You probably have no idea. And that’s precisely the problem, says the Consumers’ Federation of Australia (CFA), which is pushing for standard measure glasses to ensure people are getting value for money.
John Furbank, from the CFA’s executive committee, says the issue is biggest for wine drinkers. Because there are so many different size wine glasses and fill heights it is almost impossible for a consumer to know how big or small the drink they’re buying actually is.
It also is a problem for people trying to monitor how many standard drinks they are consuming.
“Consumers are entitled to know how much wine is being served, particularly where actual value of wine purchased at $9.50 to $14 a glass can vary by one or two dollars or more between glasses or serves,” Mr Furbank said.
But the hotel and liquor industry opposes any changes, because the cost of replacing glasses would be too high for pubs and bars.
Under current legislation there is no rule determining the quantity of a glass of beer or wine, and there is no requirement for wine glasses to have embossed plimsoll lines.
Some pubs and hotels have glasses with plimsoll lines but these differ between establishments. Most lines are set at 150ml, but can be as low as 130ml or 120ml.
“Basically people don’t know the measure that they’re actually paying for. Most other commodities you know. If you go to a supermarket to buy a bag of carrots you know exactly the price per kilogram,” Mr Furbank said.
As well as calling for standard wine glass measures, the CFA is calling for clearer labelling on beer glasses.
Currently a beer glass can be any measure providing the quantity is marked on the glass.

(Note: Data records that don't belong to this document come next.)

PR #1065, opened 2024-11-26
[WIP] Store files metadata in database

suricactus:

PR #1078, opened 2024-12-12
[refactor] Make functions in `utils2.storages` us the `Project` instance, not only the `project_id`

suricactus:
This simplifies some of the future code that is coming in QF-2760.

### DIFF
--- a/docker-app/qfieldcloud/core/utils2/storage.py
+++ b/docker-app/qfieldcloud/core/utils2/storage.py
@@ -451,6 +451,14 @@ def upload_project_file(
 
 
 def delete_all_project_files_permanently(project_id: str) -> None:
+    """Deletes all project files permanently.
+
+    Args:
+        project_id (str): the project which files shall be deleted. Note that the `project_id` might be a of a already deleted project which files are still dangling around.
+
+    Raises:
+        RuntimeError: if the produced Object Storage key to delete is not in the right format
+    """
     prefix = f"projects/{project_id}/"
 
     if not re.match(r"^projects/[\w]{8}(-[\w]{4}){3}-[\w]{12}/$", prefix):
@@ -466,7 +474,9 @@ def delete_project_file_permanently(
 ):  # noqa: F821
     logger.info(f"Requested delete (permanent) of project file {filename=}")
 
-    file = qfieldcloud.core.utils.get_project_file_with_versions(project.id, filename)
+    file = qfieldcloud.core.utils.get_project_file_with_versions(
+        str(project.id), filename
+    )
 
     if not file:
         raise Exception(
@@ -510,7 +520,7 @@ def delete_project_file_permanently(
 
 
 def delete_project_file_version_permanently(
-    project: qfieldcloud.core.models.Project,  # noqa: F821
+    project: qfieldcloud.core.models.Project,
     filename: str,
     version_id: str,
     include_older: bool = False,
@@ -526,7 +536,8 @@ def delete_project_file_version_permanently(
     Returns:
         int: the number of versions deleted
     """
-    file = qfieldcloud.core.utils.get_project_file_with_versions(project.id, filename)
+    project_id = str(project.id)
+    file = qfieldcloud.core.utils.get_project_file_with_versions(project_id, filename)
 
     if not file:
         raise Exception(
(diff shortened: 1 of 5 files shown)


duke-nyuki:

docker-app/qfieldcloud/core/utils2/storage.py
```diff
@@ -591,7 +602,8 @@ def delete_project_file_version_permanently(
     return versions_to_delete
 
 
-def get_stored_package_ids(project_id: str) -> set[str]:
+def get_stored_package_ids(project: qfieldcloud.core.models.Project) -> set[str]:
+    project_id = project.id
```
suricactus, line 606: I use the `project_id = str(project.id)` to minimize the diff.

These funcions will be gone in 3 months or so anyways.

docker-app/qfieldcloud/core/utils2/storage.py
```diff
@@ -526,7 +536,8 @@ def delete_project_file_version_permanently(
     Returns:
         int: the number of versions deleted
     """
-    file = qfieldcloud.core.utils.get_project_file_with_versions(project.id, filename)
+    project_id = str(project.id)
+    file = qfieldcloud.core.utils.get_project_file_with_versions(project_id, filename)
 
     if not file:
```
tdrivas, line 542: why not adding a specific Exception such as 
`raise FileNotFoundError(f"File '{filename}' not found for project '{project_id}'`

docker-app/qfieldcloud/core/utils2/storage.py
```diff
@@ -526,7 +536,8 @@ def delete_project_file_version_permanently(
...
         raise Exception(
```
tdrivas, line 543: if not file:
    raise FileNotFoundError(f"File '{filename}' not found for project '{project_id}'

tdrivas, line 543: Why not adding a specific exception such as 
`raise FileNotFoundError(f"File '{filename}' not found for project '{project_id}'`

docker-app/qfieldcloud/core/utils2/storage.py
tdrivas: Is there any added value to add a warning about this deprecation ?

docker-app/worker_wrapper/wrapper.py
```diff
@@ -431,7 +430,7 @@ def after_docker_run(self) -> None:
                 if package_id in job_ids:
```
tdrivas, line 430: this can be moved to the if above:

` if package_id ==str(self.job.project.last_package_job_id) or package_id in job_ids:
`

docker-app/worker_wrapper/wrapper.py
```diff
@@ -408,8 +408,7 @@ def after_docker_run(self) -> None:
         )
 
         try:
-            project_id = str(self.job.project.id)
-            package_ids = storage.get_stored_package_ids(project_id)
+            package_ids = storage.get_stored_package_ids(self.job.project)
             job_ids = [
```
tdrivas, line 412: we can use sets and and values_lists with flat to make it more efficient

docker-app/qfieldcloud/core/utils2/storage.py
suricactus: We did not change this line in this PR, is it a must to change it here?

docker-app/qfieldcloud/core/utils2/storage.py
suricactus: There is, check the #1065 PR.

suricactus: The current PR is not proposing the deprecation yet. But in the PR that actually introduces the deprecation I have added a deprecation warning.

https://github.com/opengisch/QFieldCloud/blob/QF-2760-files/docker-app/qfieldcloud/core/utils2/storage.py#L29-L47

docker-app/worker_wrapper/wrapper.py
suricactus: It is not clear to me what you mean by "make it more efficient" by using sets?

I would suggest that we don't change too much on these functions as they were serving the codebase well so far.

What  I see as potential improvement here is indeed using `value_list("id", flat=True)`, but this is out of scope of this PR. Personally I would prefer to keep it as it is. But I will also accept a follow-up PR that changes things in the proposed way.

docker-app/worker_wrapper/wrapper.py
suricactus: This is not a change of this specific PR, is it a must to apply this change?

Also, I would argue that small individual `if`s are much more readable than a bunch of conditions in one place.

suricactus (commented):
Hi, @tdrivas, thanks for the review!

Do you see some very scary things in the surrounding code that is not part of this patch? Most of your comments here are about code that is not part of this PR, so I would propose you add the respective tasks in the backlog and we just move on with the changes that are actually introduced in this PR.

“Years ago all the states agreed to have the glasses stamped so customers know how much they’re drinking. Look at a beer glass next time you’re at a pub, it will have an old fashioned scale stamp on the bottom,” Mr Furbank says.
The CFA argues this label should be on the side of the glass so people know how much they’ve drunk before they finish their drink.

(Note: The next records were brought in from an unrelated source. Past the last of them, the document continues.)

PR #1079, opened 2024-12-12
[tests] Fix hardcoded file name when the package files are downloaded

suricactus:
Seems when this function was first created, someone forgot to make the filename dynamic.

### DIFF
--- a/docker-app/qfieldcloud/core/tests/test_packages.py
+++ b/docker-app/qfieldcloud/core/tests/test_packages.py
@@ -160,7 +160,7 @@ class QfcTestCase(APITransactionTestCase):
                 if tempdir:
                     for filename in expected_files:
                         response = self.client.get(
-                            f"/api/v1/packages/{self.project1.id}/latest/files/project_qfield.qgs/"
+                            f"/api/v1/packages/{self.project1.id}/latest/files/{filename}/"
                         )
                         local_file = os.path.join(tempdir, filename)
 


docker-app/qfieldcloud/core/tests/test_packages.py
```diff
@@ -160,7 +160,7 @@ def check_package(
                 if tempdir:
                     for filename in expected_files:
                         response = self.client.get(
-                            f"/api/v1/packages/{self.project1.id}/latest/files/project_qfield.qgs/"
+                            f"/api/v1/packages/{self.project1.id}/latest/files/{filename}/"
```
tdrivas, line 163: We can also use less hardcoding approach by introducing the base url some lines above:

API_BASE_URL = "/api/v1/packages/{project_id}/latest/files/"

tdrivas, line 163:
```suggestion
                            f"/api/v1/packages/{self.project1.id}/latest/files/{filename}/"
                            
                            response = self.client.get(API_BASE_URL.format(project_id=self.project1.id, filename=filename))
                            
```

tdrivas:
```suggestion
                            response = self.client.get(API_BASE_URL.format(project_id=self.project1.id, filename=filename))
```

suricactus: Isn't it exactly the same amout of hardcoding by moving the f-string to string that we call `.format` on it?

IMO it is always better if we keep the code as explicit as possible as close as possible to the place it is actually used and adding a variable will just obscure what is behind the suggested `API_BASE_URL`.

tdrivas: as it is used only once in the code, yes, its overkill. agreed!

PR #1085, opened 2024-12-19
QFieldCloud release v0.30.0

dddpt:


suricactus:
@dddpt usually we do this locally without PR, but it is ok.

PR #1087, opened 2024-12-19
QFieldCloud release v0.30.0

dddpt:


suricactus:
@dddpt I am a bit lost how we get two identical PRs with https://github.com/opengisch/QFieldCloud/pull/1085 ? I am missing where is the difference?

PR #1088, opened 2024-12-20
Move `core.test_job` to `subscription.test_job_creation`

gounux:
The test is checking whether the user is able to create a job based on the current subscription status (activity,storage,etc...). So its belong to subscription rather than core.


duke-nyuki:
Task linked: [QF-4081 Add test to prevent regressions if `BadLayerHandler` does not work during `packaging` or `process_projectfile`](https://app.clickup.com/t/2192114/QF-4081)

suricactus (approved):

Mr Furbank said the issue has been raised with government body the National Measurement Institute.
“The next step is to start lobbying consumer affairs ministers. There’s not a federal consumer affairs minister but we will lobby the relevant federal ministers and then seek to get some legislative change,” he said.

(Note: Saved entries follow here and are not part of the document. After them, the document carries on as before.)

PR #1089, opened 2024-12-20
Add test to prevent regressions if `BadLayerHandler` does not work during `packaging` or `process_projectfile`

gounux:
This PR will :

- [X] Create a `simple_bumblebees_wrong_localized.qgs` QGIS project file with 3 layers :
  - 1 (invalid) layer with a datasource with non existing filename
  - 1 (invalid) localized layer with a datasource with non existing filename
  - 1 (valid) localized layer with a datasource with existing filename (QFC should consider it as invalid because it is localized)
- [X] Test that a `PROCESS_PROJECTFILE` type job parses the layer data correctly
- [x] Test that a `PACKAGE` type job parses the layer data correctly

### DIFF
--- a/docker-app/qfieldcloud/core/tests/test_jobs.py
+++ b/docker-app/qfieldcloud/core/tests/test_jobs.py
@@ -1,0 +1,211 @@
+import logging
+
+from qfieldcloud.authentication.models import AuthToken
+from qfieldcloud.core.models import (
+    Job,
+    PackageJob,
+    Person,
+    Project,
+)
+from rest_framework import status
+from rest_framework.response import Response
+from rest_framework.test import APITransactionTestCase
+
+from .utils import (
+    set_subscription,
+    setup_subscription_plans,
+    testdata_path,
+    wait_for_project_ok_status,
+)
+
+logging.disable(logging.CRITICAL)
+
+
+class QfcTestCase(APITransactionTestCase):
+    def setUp(self):
+        setup_subscription_plans()
+
+        # Create a user
+        self.u1 = Person.objects.create_user(username="u1", password="abc123")
+        self.t1 = AuthToken.objects.get_or_create(user=self.u1)[0]
+
+        # Create a project
+        self.p1 = Project.objects.create(name="p1", is_public=False, owner=self.u1)
+
+    def upload_file(
+        self,
+        project: Project,
+        local_filename: str,
+        remote_filename: str,
+    ) -> Response:
+        """Upload a file to QFieldCloud using API.
+
+        Args:
+            project (Project): project that should contain the file.
+            local_filename (str): name of the local file to upload, should be in `testdata` folder.
+            remote_filename (str): name of the uploaded file.
+
+        Returns:
+            Response: response to the POST HTTP request.
+        """
+        file_path = testdata_path(local_filename)
+        response = self.client.post(
+            f"/api/v1/files/{project.id}/{remote_filename}/",
+            {
+                "file": open(file_path, "rb"),
+            },
+            format="multipart",
+        )
+        return response
+
+    def assertLayerData(
+        self, layer_data: dict, is_valid: bool, is_localized: bool, error_code: str
+    ) -> None:
+        self.assertEquals(layer_data["is_valid"], is_valid)
+        self.assertEquals(layer_data["is_localized"], is_localized)
+        self.assertEquals(layer_data["error_code"], error_code)
+
+    def test_bad_layer_handler_values_for_process_projectfile_job(self):
+        # Test that BadLayerHandler is parsing data properly during process projectfile jobs
+        self.client.credentials(HTTP_AUTHORIZATION="Token " + self.t1.key)
+
+        # Push the QGIS project and datasource GPKG files
+        response = self.upload_file(self.p1, "bumblebees.gpkg", "bumblebees.gpkg")
+
+        self.assertEqual(response.status_code, status.HTTP_201_CREATED)
+
+        response = self.upload_file(
+            self.p1, "simple_bumblebees_wrong_localized.qgs", "project.qgs"
+        )
+
+        self.assertEqual(response.status_code, status.HTTP_201_CREATED)
+
+        wait_for_project_ok_status(self.p1)
+        processprojectfile_job = Job.objects.filter(
+            project=self.p1, type=Job.Type.PROCESS_PROJECTFILE
+        ).latest("updated_at")
+
+        self.assertEqual(processprojectfile_job.status, Job.Status.FINISHED)
+        self.assertIsNotNone(processprojectfile_job.feedback)
+
+        self.p1.refresh_from_db()
+
+        self.assertIsNotNone(self.p1.project_details)
+
+        # extract layer data from job
+        processfile_layers = processprojectfile_job.get_feedback_step_data(
+            "project_details"
+        )["returns"]["project_details"]["layers_by_id"]
+
+        # "valid" localized layer -> QFC considers it as invalid
+        self.assertLayerData(
+            processfile_layers["valid_localized_point_layer_id"],
+            is_valid=False,
+            is_localized=True,
+            error_code="localized_dataprovider",
+        )
+
+        # invalid localized layer
+        self.assertLayerData(
+            processfile_layers["invalid_localized_polygon_layer_id"],
+            is_valid=False,
+            is_localized=True,
+            error_code="localized_dataprovider",
+        )
+
+        # invalid layer (datasource does not exist)
+        self.assertLayerData(
+            processfile_layers["invalid_point_layer_id"],
+            is_valid=False,
+            is_localized=False,
+            error_code="invalid_dataprovider",
+        )
+
+    def test_bad_layer_handler_values_for_package_job(self):
+        # Test that BadLayerHandler is parsing data properly during package jobs
+        self.client.credentials(HTTP_AUTHORIZATION="Token " + self.t1.key)
+
+        # Push the QGIS project and datasource GPKG files
+        response = self.upload_file(self.p1, "bumblebees.gpkg", "bumblebees.gpkg")
+
+        self.assertEqual(response.status_code, status.HTTP_201_CREATED)
+
+        response = self.upload_file(
+            self.p1, "simple_bumblebees_wrong_localized.qgs", "project.qgs"
+        )
+
+        self.assertEqual(response.status_code, status.HTTP_201_CREATED)
+
+        # Create Package job and wait for it to finish
+        set_subscription(
+            self.u1,
+            "keep_10",
+            storage_mb=10,
+            is_premium=True,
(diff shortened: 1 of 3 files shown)


duke-nyuki:
Task linked: [QF-4081 Add test to prevent regressions if `BadLayerHandler` does not work during `packaging` or `process_projectfile`](https://app.clickup.com/t/2192114/QF-4081)

suricactus (commented):
@gounux in case you did not use already, please install https://plugins.qgis.org/plugins/trackable_project_files/ to make the `.qgs` file git trackable.

docker-app/qfieldcloud/core/tests/test_jobs.py
```diff
@@ -0,0 +1,129 @@
...
+            is_premium=True,
+            is_external_db_supported=True,
+        )
+        package_job = PackageJob.objects.create(
+            type=Job.Type.PROCESS_PROJECTFILE,
+            project=self.p1,
+            created_by=self.u1,
+        )
+        self.assertEqual(package_job.status, Job.Status.PENDING)
+        wait_for_project_ok_status(self.p1)
```
gounux, line 88: @suricactus wondering if this test should be split in two : one for the `ProcessProjectfileJob` job, one for the `PackageJob` job :thinking:

docker-app/qfieldcloud/core/tests/test_jobs.py
```diff
@@ -0,0 +1,129 @@
...
+        ]:
+            file_path = testdata_path(local_filename)
+            response = self.client.post(
+                f"/api/v1/files/{self.p1.id}/{upload_filename}/",
+                {
+                    "file": open(file_path, "rb"),
+                },
+                format="multipart",
+            )
+            self.assertTrue(status.is_success(response.status_code))
```
suricactus, line 56:
```suggestion
        # Push the QGIS project and datasource GPKG files
        for local_filename, upload_filename in [
            ("bumblebees.gpkg", "bumblebees.gpkg"),
            ("simple_bumblebees_wrong_localized.qgs", "project.qgs"),
        ]:
            file_path = testdata_path(local_filename)
            response = self.client.post(
                f"/api/v1/files/{self.p1.id}/{upload_filename}/",
                {
                    "file": open(file_path, "rb"),
                },
                format="multipart",
            )
            self.assertTrue(status.is_success(response.status_code))
```

You can move this to a separate function. Also check for `status.HTTP_201_CREATED` instead of `is_success`.

docker-app/qfieldcloud/core/tests/test_jobs.py
suricactus: Yes, better split in two.

docker-app/qfieldcloud/core/tests/test_jobs.py
```diff
@@ -0,0 +1,129 @@
...
+            # invalid localized layer
+            invalid_localized_layer = layers[INVALID_LOCALIZED_LAYER_KEY]
+            self.assertFalse(invalid_localized_layer["is_valid"])
+            self.assertTrue(invalid_localized_layer["is_localized"])
+            self.assertEquals(
+                invalid_localized_layer["error_code"], "localized_dataprovider"
+            )
+
+        # invalid layer is not present in qfield layers
+        assert INVALID_LAYER_KEY not in qfield_layers
```
suricactus, line 119: use the `self.assert` methods instead of `assert` keyword.

docker-app/qfieldcloud/core/tests/test_jobs.py
```diff
@@ -0,0 +1,173 @@
...
+        setup_subscription_plans()
+
+        # Create a user
+        self.u1 = Person.objects.create_user(username="u1", password="abc123")
+        self.t1 = AuthToken.objects.get_or_create(user=self.u1)[0]
+
+        # Create a project
+        self.p1 = Project.objects.create(name="p1", is_public=False, owner=self.u1)
+
+    def upload_file(self, project_id: str, local: str, remote: str) -> Response:
```
suricactus, line 40:
```suggestion
    def upload_file(
  	    self,
  	    project: Project,
  	    local_filename: str,
  	    remote_filename: str,
  	) -> Response:
```

Better pass the whole project object. Not that your typing was wrong, since you set the `project_id: str`, but `isinstance(project.id, UUID)`, you have to explicitly convert to `str`. Check if you can configure your editor to check this for you.

As for local/remote, it is not clear what they are, avoid using adjectives as variable names, add a noun whenever possible.

Last comment, I would make the `remote_filename` optional and use the `local_filename` value by default. Will save a few bytes of writing.

docker-app/qfieldcloud/core/tests/test_jobs.py
```diff
@@ -0,0 +1,173 @@
...
+        )
+        return response
+
+    def test_bad_layer_handler_values_for_process_projectfile_job(self):
+        # Test that BadLayerHandler is parsing data properly during process projectfile jobs
+        self.client.credentials(HTTP_AUTHORIZATION="Token " + self.t1.key)
+
+        # Push the QGIS project and datasource GPKG files
+        response = self.upload_file(self.p1.id, "bumblebees.gpkg", "bumblebees.gpkg")
+        self.assertEqual(response.status_code, status.HTTP_201_CREATED)
```
suricactus, line 67:
```suggestion

        self.assertEqual(response.status_code, status.HTTP_201_CREATED)

```

Always add an empty line around asserts to highlight their presence. You can group multiple asserts without a newline between them.

docker-app/qfieldcloud/core/tests/test_jobs.py
```diff
@@ -0,0 +1,173 @@
...
+
+        # Create ProcessProjectfileJob and wait for it to finish
+        processprojectfile_job = ProcessProjectfileJob.objects.create(
+            type=Job.Type.PROCESS_PROJECTFILE,
+            project=self.p1,
+            created_by=self.u1,
+        )
+        self.assertEqual(processprojectfile_job.status, Job.Status.PENDING)
+        wait_for_project_ok_status(self.p1)
```
suricactus, line 80: Why do you explicitly start a `ProcessProjectfileJob`, isn't there one automatically started for you once you upload the .qgs file?

docker-app/qfieldcloud/core/tests/test_jobs.py
```diff
@@ -0,0 +1,173 @@
...
+        self.assertEqual(processprojectfile_job.status, Job.Status.FINISHED)
+        self.assertIsNotNone(processprojectfile_job.feedback)
+
+        self.p1.refresh_from_db()
+        self.assertIsNotNone(self.p1.project_details)
+
+        # extract layer data from job
+        for step in processprojectfile_job.feedback["steps"]:
+            if step["id"] == "project_details":
+                processfile_layers = step["returns"]["project_details"]["layers_by_id"]
```
suricactus, line 92: You better add `Job.get_feedback_step_data(self, step_name: str) -> dict[str, Any] | None` for this, no?

docker-app/qfieldcloud/core/tests/test_jobs.py
```diff
@@ -0,0 +1,173 @@
...
+            if step["id"] == "qgis_layers_data":
+                qgis_layers = step["returns"]["layers_by_id"]
+            if step["id"] == "qfield_layer_data":
+                qfield_layers = step["returns"]["layers_by_id"]
+
+        for layers in [qgis_layers, qfield_layers]:
+            # "valid" localized layer -> QFC considers it as invalid
+            valid_localized_layer = layers[VALID_LOCALIZED_LAYER_KEY]
+            self.assertFalse(valid_localized_layer["is_valid"])
+            self.assertTrue(valid_localized_layer["is_localized"])
```
suricactus, line 156: Is there a way to avoid the for loop? You better write the code twice, but be more explicit in the tests.

suricactus (changes requested):
A few comments on the test.

docker-app/qfieldcloud/core/tests/test_jobs.py
```diff
@@ -0,0 +1,173 @@
...
+    setup_subscription_plans,
+    testdata_path,
+    wait_for_project_ok_status,
+)
+
+logging.disable(logging.CRITICAL)
+
+VALID_LOCALIZED_LAYER_KEY = "apiary_853c29cb_ead8_4932_a60a_5cba33140b3d"
+INVALID_LAYER_KEY = "apiary_e7d1b542_1b1c_422d_ac75_c14d2b54e472"
+INVALID_LOCALIZED_LAYER_KEY = "area_a7b70aff_23f2_4876_9d4e_fa63036df0b2"
```
suricactus, line 26: You can change the IDs in the .qgs file to have human readable name, instead of the UUID. If you do so, then the constants are not required anymore.

from `apiary_853c29cb_ead8_4932_a60a_5cba33140b3d` to `valid_localized_point_layer_id`.

docker-app/qfieldcloud/core/tests/test_jobs.py
gounux: You're right, let me delete and replace that part

docker-app/qfieldcloud/core/tests/test_jobs.py
```diff
@@ -0,0 +1,203 @@
...
+        # invalid localized layer
+        invalid_localized_layer = processfile_layers[
+            "invalid_localized_polygon_layer_id"
+        ]
+
+        self.assertFalse(invalid_localized_layer["is_valid"])
+        self.assertTrue(invalid_localized_layer["is_localized"])
+        self.assertEquals(
+            invalid_localized_layer["error_code"], "localized_dataprovider"
+        )
```
suricactus, line 108: If you define:
```
    def assertLayerData(self, layer_data: dict, is_valid: bool, is_localized: bool, error_code: str):
        self.assertEquals(layer_data["is_valid"], is_valid)
        self.assertEquals(layer_data["is_localized"], is_localized)
        self.assertEquals(layer_data["error_code"], error_code)
```
You can simplify the code and improve readability to something like:

```suggestion
        self.assertLayerData(
	        processfile_layers["invalid_localized_polygon_layer_id"],
	        False,
	        True,
	        "localized_dataprovider",
        )
```

docker-app/qfieldcloud/core/tests/test_jobs.py
```diff
@@ -0,0 +1,211 @@
...
+
+        # invalid layer (datasource does not exist) (QGIS)
+        self.assertLayerData(
+            qgis_layers["invalid_point_layer_id"],
+            is_valid=False,
+            is_localized=False,
+            error_code="invalid_dataprovider",
+        )
+
+    def assertLayerData(
```
suricactus, line 206: Can you move this to the start of the class, right before the first `test_` method?

suricactus (approved):
One last small comment, please force push with the change and feel free to merge once addressed.

suricactus (approved):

A spokesman for the Australian Hotels Association said it strongly opposed the extension of measurement regulations to wines sold by the glass.
“This would impose a significant cost burden on every licensee as new glassware would need to be purchased containing the required plimsoll lines,” he said.
“The cost of this process would vary according to glassware quality and venue size but would be several thousand dollars in even a small country hotel. For a metropolitan accommodation hotel with major conference facilities the cost could be in the tens of thousands of dollars.”
The spokesman said there were also concerns that consumers may equate one glass of alcohol with one standard drink, when in reality the alcohol content varies greatly from one drink to another.